[WHAT TO PRODUCE]:
The answer must restate the records below word for word.

[Stored data]

------------------------------------

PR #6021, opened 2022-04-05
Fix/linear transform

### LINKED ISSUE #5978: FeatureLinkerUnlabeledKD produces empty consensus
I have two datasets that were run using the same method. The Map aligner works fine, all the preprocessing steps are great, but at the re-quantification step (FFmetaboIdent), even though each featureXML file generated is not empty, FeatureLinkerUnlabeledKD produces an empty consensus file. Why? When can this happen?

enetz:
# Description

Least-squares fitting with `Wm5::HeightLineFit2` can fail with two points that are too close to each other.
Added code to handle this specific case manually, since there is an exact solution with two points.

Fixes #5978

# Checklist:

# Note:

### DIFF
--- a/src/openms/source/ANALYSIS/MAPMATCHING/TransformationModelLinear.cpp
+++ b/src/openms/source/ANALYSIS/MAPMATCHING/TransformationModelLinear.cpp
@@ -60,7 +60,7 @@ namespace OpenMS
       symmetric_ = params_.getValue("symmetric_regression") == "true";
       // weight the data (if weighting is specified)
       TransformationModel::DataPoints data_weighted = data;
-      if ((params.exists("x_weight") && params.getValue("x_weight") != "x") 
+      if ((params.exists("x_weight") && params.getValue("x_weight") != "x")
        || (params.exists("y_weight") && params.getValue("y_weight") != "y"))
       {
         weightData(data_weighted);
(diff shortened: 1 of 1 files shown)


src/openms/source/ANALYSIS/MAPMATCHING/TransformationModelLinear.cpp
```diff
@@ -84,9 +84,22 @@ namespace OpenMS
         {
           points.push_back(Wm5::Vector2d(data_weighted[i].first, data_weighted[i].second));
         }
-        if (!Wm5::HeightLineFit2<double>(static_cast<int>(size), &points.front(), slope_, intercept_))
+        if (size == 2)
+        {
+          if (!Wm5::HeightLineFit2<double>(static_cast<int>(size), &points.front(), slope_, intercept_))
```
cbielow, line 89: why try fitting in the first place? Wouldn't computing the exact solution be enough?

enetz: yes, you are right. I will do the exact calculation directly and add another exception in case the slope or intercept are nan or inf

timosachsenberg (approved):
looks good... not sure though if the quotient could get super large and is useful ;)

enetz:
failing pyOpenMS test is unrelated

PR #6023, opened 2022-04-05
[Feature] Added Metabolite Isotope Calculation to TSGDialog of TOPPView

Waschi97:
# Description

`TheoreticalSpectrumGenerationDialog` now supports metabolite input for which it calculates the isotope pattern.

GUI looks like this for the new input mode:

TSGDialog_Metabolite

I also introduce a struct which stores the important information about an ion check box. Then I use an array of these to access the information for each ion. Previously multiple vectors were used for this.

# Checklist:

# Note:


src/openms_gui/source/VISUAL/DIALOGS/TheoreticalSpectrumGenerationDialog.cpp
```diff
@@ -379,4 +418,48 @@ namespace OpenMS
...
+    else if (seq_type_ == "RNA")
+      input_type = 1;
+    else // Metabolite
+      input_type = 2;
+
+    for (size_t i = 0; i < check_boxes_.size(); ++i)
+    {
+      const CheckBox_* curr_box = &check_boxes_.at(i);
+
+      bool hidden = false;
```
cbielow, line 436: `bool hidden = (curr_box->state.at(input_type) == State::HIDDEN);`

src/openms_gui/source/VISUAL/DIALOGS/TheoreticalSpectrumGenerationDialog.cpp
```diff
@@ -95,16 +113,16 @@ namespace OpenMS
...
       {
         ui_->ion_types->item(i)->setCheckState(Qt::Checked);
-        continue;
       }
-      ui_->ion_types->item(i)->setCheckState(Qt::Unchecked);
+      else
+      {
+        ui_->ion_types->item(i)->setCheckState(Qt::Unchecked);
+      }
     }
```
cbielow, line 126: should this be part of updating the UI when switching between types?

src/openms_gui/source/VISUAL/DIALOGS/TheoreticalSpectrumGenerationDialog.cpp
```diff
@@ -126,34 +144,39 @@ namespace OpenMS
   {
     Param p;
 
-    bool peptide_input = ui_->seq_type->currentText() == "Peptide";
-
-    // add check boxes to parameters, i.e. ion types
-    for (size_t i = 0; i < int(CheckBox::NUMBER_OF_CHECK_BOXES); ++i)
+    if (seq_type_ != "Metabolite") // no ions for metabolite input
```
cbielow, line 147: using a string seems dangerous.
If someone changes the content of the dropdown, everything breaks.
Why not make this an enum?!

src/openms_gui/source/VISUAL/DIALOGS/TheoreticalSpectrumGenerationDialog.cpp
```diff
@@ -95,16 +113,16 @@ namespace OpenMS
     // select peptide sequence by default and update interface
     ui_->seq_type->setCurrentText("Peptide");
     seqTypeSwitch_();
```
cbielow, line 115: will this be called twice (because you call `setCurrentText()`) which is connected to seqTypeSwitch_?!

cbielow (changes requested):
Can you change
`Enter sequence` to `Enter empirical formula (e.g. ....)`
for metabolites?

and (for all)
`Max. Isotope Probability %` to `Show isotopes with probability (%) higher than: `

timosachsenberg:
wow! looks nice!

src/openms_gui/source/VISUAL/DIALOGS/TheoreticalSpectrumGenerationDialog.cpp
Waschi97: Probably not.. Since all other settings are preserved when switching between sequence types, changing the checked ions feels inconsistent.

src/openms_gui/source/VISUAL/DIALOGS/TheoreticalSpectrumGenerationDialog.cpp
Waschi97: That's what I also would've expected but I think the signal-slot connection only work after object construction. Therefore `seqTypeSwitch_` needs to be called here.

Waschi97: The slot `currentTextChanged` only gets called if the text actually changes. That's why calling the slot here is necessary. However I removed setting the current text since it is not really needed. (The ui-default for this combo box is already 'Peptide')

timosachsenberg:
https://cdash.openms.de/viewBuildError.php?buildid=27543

------------------------------------

[TASK RESPONSE]:
PR #6021, opened 2022-04-05
Fix/linear transform

### LINKED ISSUE #5978: FeatureLinkerUnlabeledKD produces empty consensus
I have two datasets that were run using the same method. The Map aligner works fine, all the preprocessing steps are great, but at the re-quantification step (FFmetaboIdent), even though each featureXML file generated is not empty, FeatureLinkerUnlabeledKD produces an empty consensus file. Why? When can this happen?

enetz:
# Description

Least-squares fitting with `Wm5::HeightLineFit2` can fail with two points that are too close to each other.
Added code to handle this specific case manually, since there is an exact solution with two points.

Fixes #5978

# Checklist:

# Note:

### DIFF
--- a/src/openms/source/ANALYSIS/MAPMATCHING/TransformationModelLinear.cpp
+++ b/src/openms/source/ANALYSIS/MAPMATCHING/TransformationModelLinear.cpp
@@ -60,7 +60,7 @@ namespace OpenMS
       symmetric_ = params_.getValue("symmetric_regression") == "true";
       // weight the data (if weighting is specified)
       TransformationModel::DataPoints data_weighted = data;
-      if ((params.exists("x_weight") && params.getValue("x_weight") != "x") 
+      if ((params.exists("x_weight") && params.getValue("x_weight") != "x")
        || (params.exists("y_weight") && params.getValue("y_weight") != "y"))
       {
         weightData(data_weighted);
(diff shortened: 1 of 1 files shown)


src/openms/source/ANALYSIS/MAPMATCHING/TransformationModelLinear.cpp
```diff
@@ -84,9 +84,22 @@ namespace OpenMS
         {
           points.push_back(Wm5::Vector2d(data_weighted[i].first, data_weighted[i].second));
         }
-        if (!Wm5::HeightLineFit2<double>(static_cast<int>(size), &points.front(), slope_, intercept_))
+        if (size == 2)
+        {
+          if (!Wm5::HeightLineFit2<double>(static_cast<int>(size), &points.front(), slope_, intercept_))
```
cbielow, line 89: why try fitting in the first place? Wouldn't computing the exact solution be enough?

enetz: yes, you are right. I will do the exact calculation directly and add another exception in case the slope or intercept are nan or inf

timosachsenberg (approved):
looks good... not sure though if the quotient could get super large and is useful ;)

enetz:
failing pyOpenMS test is unrelated

PR #6023, opened 2022-04-05
[Feature] Added Metabolite Isotope Calculation to TSGDialog of TOPPView

Waschi97:
# Description

`TheoreticalSpectrumGenerationDialog` now supports metabolite input for which it calculates the isotope pattern.

GUI looks like this for the new input mode:

TSGDialog_Metabolite

I also introduce a struct which stores the important information about an ion check box. Then I use an array of these to access the information for each ion. Previously multiple vectors were used for this.

# Checklist:

# Note:


src/openms_gui/source/VISUAL/DIALOGS/TheoreticalSpectrumGenerationDialog.cpp
```diff
@@ -379,4 +418,48 @@ namespace OpenMS
...
+    else if (seq_type_ == "RNA")
+      input_type = 1;
+    else // Metabolite
+      input_type = 2;
+
+    for (size_t i = 0; i < check_boxes_.size(); ++i)
+    {
+      const CheckBox_* curr_box = &check_boxes_.at(i);
+
+      bool hidden = false;
```
cbielow, line 436: `bool hidden = (curr_box->state.at(input_type) == State::HIDDEN);`

src/openms_gui/source/VISUAL/DIALOGS/TheoreticalSpectrumGenerationDialog.cpp
```diff
@@ -95,16 +113,16 @@ namespace OpenMS
...
       {
         ui_->ion_types->item(i)->setCheckState(Qt::Checked);
-        continue;
       }
-      ui_->ion_types->item(i)->setCheckState(Qt::Unchecked);
+      else
+      {
+        ui_->ion_types->item(i)->setCheckState(Qt::Unchecked);
+      }
     }
```
cbielow, line 126: should this be part of updating the UI when switching between types?

src/openms_gui/source/VISUAL/DIALOGS/TheoreticalSpectrumGenerationDialog.cpp
```diff
@@ -126,34 +144,39 @@ namespace OpenMS
   {
     Param p;
 
-    bool peptide_input = ui_->seq_type->currentText() == "Peptide";
-
-    // add check boxes to parameters, i.e. ion types
-    for (size_t i = 0; i < int(CheckBox::NUMBER_OF_CHECK_BOXES); ++i)
+    if (seq_type_ != "Metabolite") // no ions for metabolite input
```
cbielow, line 147: using a string seems dangerous.
If someone changes the content of the dropdown, everything breaks.
Why not make this an enum?!

src/openms_gui/source/VISUAL/DIALOGS/TheoreticalSpectrumGenerationDialog.cpp
```diff
@@ -95,16 +113,16 @@ namespace OpenMS
     // select peptide sequence by default and update interface
     ui_->seq_type->setCurrentText("Peptide");
     seqTypeSwitch_();
```
cbielow, line 115: will this be called twice (because you call `setCurrentText()`) which is connected to seqTypeSwitch_?!

cbielow (changes requested):
Can you change
`Enter sequence` to `Enter empirical formula (e.g. ....)`
for metabolites?

and (for all)
`Max. Isotope Probability %` to `Show isotopes with probability (%) higher than: `

timosachsenberg:
wow! looks nice!

src/openms_gui/source/VISUAL/DIALOGS/TheoreticalSpectrumGenerationDialog.cpp
Waschi97: Probably not.. Since all other settings are preserved when switching between sequence types, changing the checked ions feels inconsistent.

src/openms_gui/source/VISUAL/DIALOGS/TheoreticalSpectrumGenerationDialog.cpp
Waschi97: That's what I also would've expected but I think the signal-slot connection only work after object construction. Therefore `seqTypeSwitch_` needs to be called here.

Waschi97: The slot `currentTextChanged` only gets called if the text actually changes. That's why calling the slot here is necessary. However I removed setting the current text since it is not really needed. (The ui-default for this combo box is already 'Peptide')

timosachsenberg:
https://cdash.openms.de/viewBuildError.php?buildid=27543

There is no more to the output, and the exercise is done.